What you will do: The answer must consist of every line from the entries that holds the word "square".

Input data:
PR #789, opened 2017-10-17
LY -  L2321.cement

fengly20:
#778 

Finished re-write and passed tests.


R/constants.R
```diff
@@ -269,6 +269,9 @@ energy.DIGITS_MPKM <- 0
 energy.DIGITS_SPEED <- 1
 energy.DIGITS_LOADFACTOR <- 2
 
+energy.CEMENT_CCS_COST_2000USDTCO2 <- 50 # Starting point of supply curve in Mahasenan et al 2003; come from ENERGY_ASSUMPTIONS/A_ccs_data.R
+energy.CO2_STORAGE_COST_1990_USDTC <- 42 # #From GCAM 1.0 inputs; come from ENERGY_ASSUMPTIONS/A_ccs_data.R
```
bpbond: Nicely documented, thanks! 

`# From`

R/constants.R
```diff
@@ -335,7 +338,11 @@ CONV_HA_M2 <- 1e4 # ha to m2
 CONV_BM2_M2 <- 1e9
 CONV_MILFT2_M2 <- 92900 # Million square feet to square meters
 CONV_FT2_M2 <- 0.0929 # Square feet to square meters
+CONV_C_CO2 <- 44/12 # come from _common/assumptions/units_conversions.R
```
bpbond: Doesn't this already occur elsewhere is `constants.R`?

R/constants.R
```diff
@@ -335,7 +338,11 @@ CONV_HA_M2 <- 1e4 # ha to m2
...
 
+# Dollar conversion factors
+CONV_2000_1975_USD <- 0.38 # come from _common/assumptions/units_conversions.R
+CONV_1990_1975_USD <- 0.4649 # come from _common/assumptions/units_conversions.R
```
bpbond: These two shouldn't be used. Use the `gdp_deflator` function instead.

R/zchunk_L2321.cement.R
```diff
@@ -1,20 +1,23 @@
 #' module_energy_L2321.cement
 #'
-#' Briefly describe what this chunk does.
+#' The chunk provides final energy keyword, supplysector/subsector information,
+#' supplysector/subsector interpolation information, global technology share weight,
+#' global technology efficiency, global technology coefficients, global technology cost,
+#' price elasticity, stub technology information, stub technology interpolation information,
+#' stub technology calibrated inputs, and etc for cement sector.
```
bpbond: I'd prefer this be shortened, and spelled out in full in `@details` below. E.g. "Compute a variety of final energy keyword, sector, share weight, and technology information for cement-related GCAM inputs."

R/zchunk_L2321.cement.R
```diff
@@ -73,243 +70,360 @@ module_energy_L2321.cement_DISABLED <- function(command, ...) {
...
+
+    # Note: adjusting non-energy costs of technologies with CCS to include CO2 capture costs
+    # Note: The additional CCS-related non-energy costs are not included in the global technology assessment. Calculate here.
+    # First calculate the additional CCS costs per unit of carbon produced in 1975$
+    cement_CCS_cost_total_1975USDtC <- energy.CEMENT_CCS_COST_2000USDTCO2 * CONV_2000_1975_USD * CONV_C_CO2
+    CO2_storage_cost_1975USDtC <- energy.CO2_STORAGE_COST_1990_USDTC * CONV_1990_1975_USD
+    cement_CCS_cost_1975USDtC <- cement_CCS_cost_total_1975USDtC - CO2_storage_cost_1975USDtC
 
+    # Next calculate the quantity of CO2 produced per unit of cement produced (in kgC per kg cement)
+    cement_CO2_capture_frac <- mean( L2321.GlobalTechCapture_cement[["remove.fraction"]] )
```
bpbond: No spaces with parentheses please

R/zchunk_L2321.cement.R
```diff
@@ -73,243 +70,360 @@ module_energy_L2321.cement_DISABLED <- function(command, ...) {
...
+    CO2_IO_kgCkgcement <- mean(unlist(select(filter(L2321.GlobalTechCoef_cement, minicam.energy.input == "limestone"), coefficient))) *
```
bpbond: This should be clarified; also rather that `unlist` we've been using `.[["coefficient"]]` at end of a pipeline.

```R
L2321.GlobalTechCoef_cement %>%
  filter() %>%
  select() %>%
  .[["coefficient"]] %>%
  mean ->
  CO2_IO_kgCkgcement
```

R/zchunk_L2321.cement.R
```diff
@@ -73,243 +70,360 @@ module_energy_L2321.cement_DISABLED <- function(command, ...) {
...
+             subs.share.weight = if_else(calOutputValue > 0, 1, 0),
+             tech.share.weight = subs.share.weight) %>%
+      select(one_of(LEVEL2_DATA_NAMES[["StubTechProd"]])) ->
+      L2321.StubTechProd_cement
+
+    # L2321.StubTechCoef_cement: region-specific coefficients of cement production technologies
+    # Take this as a given in all years for which data is available
+    calibrated_techs %>%
+      select(sector, fuel, supplysector, subsector, technology, minicam.energy.input) %>%
+      unique ->
```
bpbond: `distinct` ?

R/constants.R
fengly20: Yes and it actually got defined twice under emissions section. Duplicates removed.

fengly20:
@bpbond 

I realized this might be an issue so I wanted to check. 

In `L2321.cement`, the old chunk produces some outputs which are not declared as outputs in the new chunk. 

For example, `L2321.IncomeElasticity_cement` is generated in the old chunk containing income elasticity for different scenarios then written out separately for different scenarios as `L2321.IncomeElasticity_cement_GCAM3.csv`, `L2321.IncomeElasticity_cement_ssp1.csv`, `L2321.IncomeElasticity_cement_ssp2.csv`, and etc. But either `L2321.IncomeElasticity_cement` or `L2321.IncomeElasticity_cement_[scen]` is declared in the new chunk.

Will those outputs get handled in downstream chunks or should I add them as new chunk outputs? 

Same situation for my other chunk `L232.industry`. 

Thanks!

bpbond:
@fengly20 Ugh, I'm not sure about this, especially the `L2321.IncomeElasticity_cement_[scen]` variants. I _guess_ we want to generate all of them? Or... if you can hold on this for a couple days, I'll sit down and look on Tuesday.

fengly20:
Sure. Thanks!

bpbond:
Hi @fengly20 - sorry for my slowness is dealing with this. Unless we're stripping out all GCAM3 outputs, which I don't think is the case, yes, you'll need to add all those scenario outputs to this chunk.

Basically, the skeleton-generating script isn't smart enough to 'see' outputs generated in a loop, as happens here.

bpbond:
Waiting on @skim301 review.

fengly20:
@bpbond 

When adding the missing outputs in the chunk, I've encountered two timeshift errors. The error messages are not quite helpful, since it's my first time having timeshift error. Would you mind telling me what is the general procedure to check the issue? 

```
2. Failure: chunks handle timeshift (@test_timeshift.R#34) ---------------------
exists("x") isn't true.
Timeshift error invoking module_energy_L2321.cement

3. Error: chunks handle timeshift (@test_timeshift.R#34) -----------------------
object 'x' not found
1: with_mock(run_chunk = function(chunk, all_data) {
       try({
           x <- do.call(chunk, list(driver.MAKE, all_data))
       })
       expect_true(exists("x"), info = paste("Timeshift error invoking", chunk))
       x
   }, driver(quiet = TRUE, write_outputs = FALSE)) at C:\Users\feng999\Documents\GitHub\gcamdata/tests/testthat/test_timeshift.R:34
2: with_mock_(.dots = .dots, .parent = .parent, .env = .env)
3: evaluate_with_mock_env(get_code_dots(dots), mock_env, .parent)
4: lazyeval::lazy_eval(code[[length(code)]])
5: eval(x$expr, x$env, emptyenv())
6: eval(expr, envir, enclos)
7: driver(quiet = TRUE, write_outputs = FALSE)
8: run_chunk(chunk, all_data[input_names]) at C:\Users\feng999\Documents\GitHub\gcamdata/R/driver.R:252
```

bpbond:
We don't have a lot of documentation about this, but see https://github.com/JGCRI/gcamdata/wiki/Common-Fails-and-How-to-Fix-Them

The easiest way to debug is to uncomment these lines in `constants.R`:

```R
# Uncomment these lines to run under 'timeshift' conditions
# HISTORICAL_YEARS <- 1971:2005       # normally 1971:2010
# FUTURE_YEARS <- seq(2010, 2100, 5)  # normally seq(2015, 2100, 5)
# BASE_YEARS <- c(1975, 1990, 2005)   # normally (1975, 1990, 2005, 2010)
# MODEL_YEARS <- c(BASE_YEARS, FUTURE_YEARS)
```
...and then rebuild and run the driver and your chunk. That should let you see exactly where the error is happening.

Feel free to ping me or e.g. Russell, Abigail, Kalyn, etc. for further tips on timeshift-debugging if useful.

bpbond:
...once done debugging, don't forget to re-comment those lines though!

fengly20:
Thanks Ben! @bpbond 

But I've got a related question... 

After I uncommented timeshift lines in `constants.R`, some of the chunk inputs (e.g. `L102.pcgdp_thous90USD_Scen_R_Y`)  started to have NAs/NaNs/Infs in the value column. Should those NAs be handled in my chunk or in the upstream chunk? 

Apologies in advance if I totally made it wrong.

bpbond:
Hmm. That's coming from `L102.GDP` by @rplzzz . I _think_ just handle the `NA`s as you need to, e.g. filter them out. Maybe also look at how other chunks handle this object–it looks like it's used by a number of them.

skim301:
I was wondering why this chunk is so long compared to the original. I see that a loop was used for the ssp scenario outputs. Is there a way to write out the ssp's in a loop? That would prevent some manual effort, make this chunk more compact and also ensure that if the scenario names change then we would still get proper outputs. @bpbond do you know of a chunk that can be used as an example to write out in a loop?

fengly20:
Thanks Ben! @bpbond 

In order to fix the timeshift error in my chunk, I ended up with using `left_join` (line362) instead of the more strict `left_join_error_no_match` with a comment explaining why. In this way the chunk won't be having any error thus can pass the timeshift test although **things might go wrong if timeshift is actually happening**, as in some other chunks. For example, under timeshift mode, the output `102.pcgdp_thous90USD_Scen_R_Y` of chunk `L102.GDP` will have NAs. Then the chunk `L244.building_det` uses it as input and produces output `L244.SatiationAdder` with only NAs in the value column. The chunk `L244.building_det` passes timeshift test because no actual error message is raised when running the chunk, like my chunk after using `left_join`.

The current chunk has one for loop as inherited from old chunk. The section calculates new values based on previous year values so using a for loop makes sense to me and I don't know whether would there be a pipeline solution.  

For the comments from @skim301 , yes, I can put those into a for loop if using loop is accepted in the '# Produce outputs' section.

bpbond:
Re the timeshift, @fengly20 , that's fine.

Re loops, let me look...

bpbond:
I've pushed a commit that changes all the output of `ssp1`, `ssp2`, etc., to use loops, which as @skim301 noted makes things much shorter and clearer. Note that it runs, but I haven't done any testing.

fengly20:
Thanks! I'll test it out. 

My other chunk `L232.industry` has the same situation in terms of having outputs by scenarios. I'll adapt the same approach to that chunk.

bpbond:
@skim301 Please approve if no other comments. Thanks.

bpbond:
Thanks, Sonny. @fengly20 any more commits coming? If not I'll move to final tests and merge.

fengly20:
I'm doing package check and may add in one or two variable name bindings. I'll let you know once I'm done. @bpbond

fengly20:
Hi @bpbond , the chunk runs good on my end.

bpbond:
So I don't think the xml files are being done fully/correctly here, but am going to merge this and open a separate issue.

Response:
 CONV_MILFT2_M2 <- 92900 # Million square feet to square meters
 CONV_FT2_M2 <- 0.0929 # Square feet to square meters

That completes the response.